WHAT YOU WILL DO:
All entries are to be retyped without alteration.

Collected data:
┏━━

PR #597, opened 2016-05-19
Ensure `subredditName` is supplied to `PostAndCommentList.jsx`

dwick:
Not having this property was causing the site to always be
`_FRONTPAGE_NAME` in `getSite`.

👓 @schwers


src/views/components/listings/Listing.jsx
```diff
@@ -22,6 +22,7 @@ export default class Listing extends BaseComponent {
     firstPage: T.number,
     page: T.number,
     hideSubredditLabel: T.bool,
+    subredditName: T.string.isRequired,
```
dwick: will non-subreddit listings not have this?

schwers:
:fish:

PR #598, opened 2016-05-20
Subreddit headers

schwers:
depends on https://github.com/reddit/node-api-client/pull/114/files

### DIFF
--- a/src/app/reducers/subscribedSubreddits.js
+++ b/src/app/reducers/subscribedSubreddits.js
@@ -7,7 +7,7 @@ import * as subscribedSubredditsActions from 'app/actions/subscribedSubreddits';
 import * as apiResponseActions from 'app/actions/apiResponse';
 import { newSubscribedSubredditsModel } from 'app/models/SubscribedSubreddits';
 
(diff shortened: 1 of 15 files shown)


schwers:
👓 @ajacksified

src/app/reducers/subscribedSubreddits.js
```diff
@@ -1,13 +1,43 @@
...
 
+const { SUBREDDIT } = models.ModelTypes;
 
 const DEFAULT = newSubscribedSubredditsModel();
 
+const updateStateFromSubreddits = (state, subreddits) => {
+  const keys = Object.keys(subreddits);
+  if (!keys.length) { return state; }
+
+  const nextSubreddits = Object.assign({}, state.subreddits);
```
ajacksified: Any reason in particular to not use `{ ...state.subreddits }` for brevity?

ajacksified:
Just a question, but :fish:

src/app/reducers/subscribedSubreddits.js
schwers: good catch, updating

┗━━

ANSWER SPACE:
PR #597, opened 2016-05-19
Ensure `subredditName` is supplied to `PostAndCommentList.jsx`

dwick:
Not having this property was causing the site to always be
`_FRONTPAGE_NAME` in `getSite`.

👓 @schwers


src/views/components/listings/Listing.jsx
```diff
@@ -22,6 +22,7 @@ export default class Listing extends BaseComponent {
     firstPage: T.number,
     page: T.number,
     hideSubredditLabel: T.bool,
+    subredditName: T.string.isRequired,
```
dwick: will non-subreddit listings not have this?

schwers:
:fish:

PR #598, opened 2016-05-20
Subreddit headers

schwers:
depends on https://github.com/reddit/node-api-client/pull/114/files

### DIFF
--- a/src/app/reducers/subscribedSubreddits.js
+++ b/src/app/reducers/subscribedSubreddits.js
@@ -7,7 +7,7 @@ import * as subscribedSubredditsActions from 'app/actions/subscribedSubreddits';
 import * as apiResponseActions from 'app/actions/apiResponse';
 import { newSubscribedSubredditsModel } from 'app/models/SubscribedSubreddits';
 
(diff shortened: 1 of 15 files shown)


schwers:
👓 @ajacksified

src/app/reducers/subscribedSubreddits.js
```diff
@@ -1,13 +1,43 @@
...
 
+const { SUBREDDIT } = models.ModelTypes;
 
 const DEFAULT = newSubscribedSubredditsModel();
 
+const updateStateFromSubreddits = (state, subreddits) => {
+  const keys = Object.keys(subreddits);
+  if (!keys.length) { return state; }
+
+  const nextSubreddits = Object.assign({}, state.subreddits);
```
ajacksified: Any reason in particular to not use `{ ...state.subreddits }` for brevity?

ajacksified:
Just a question, but :fish:

src/app/reducers/subscribedSubreddits.js
schwers: good catch, updating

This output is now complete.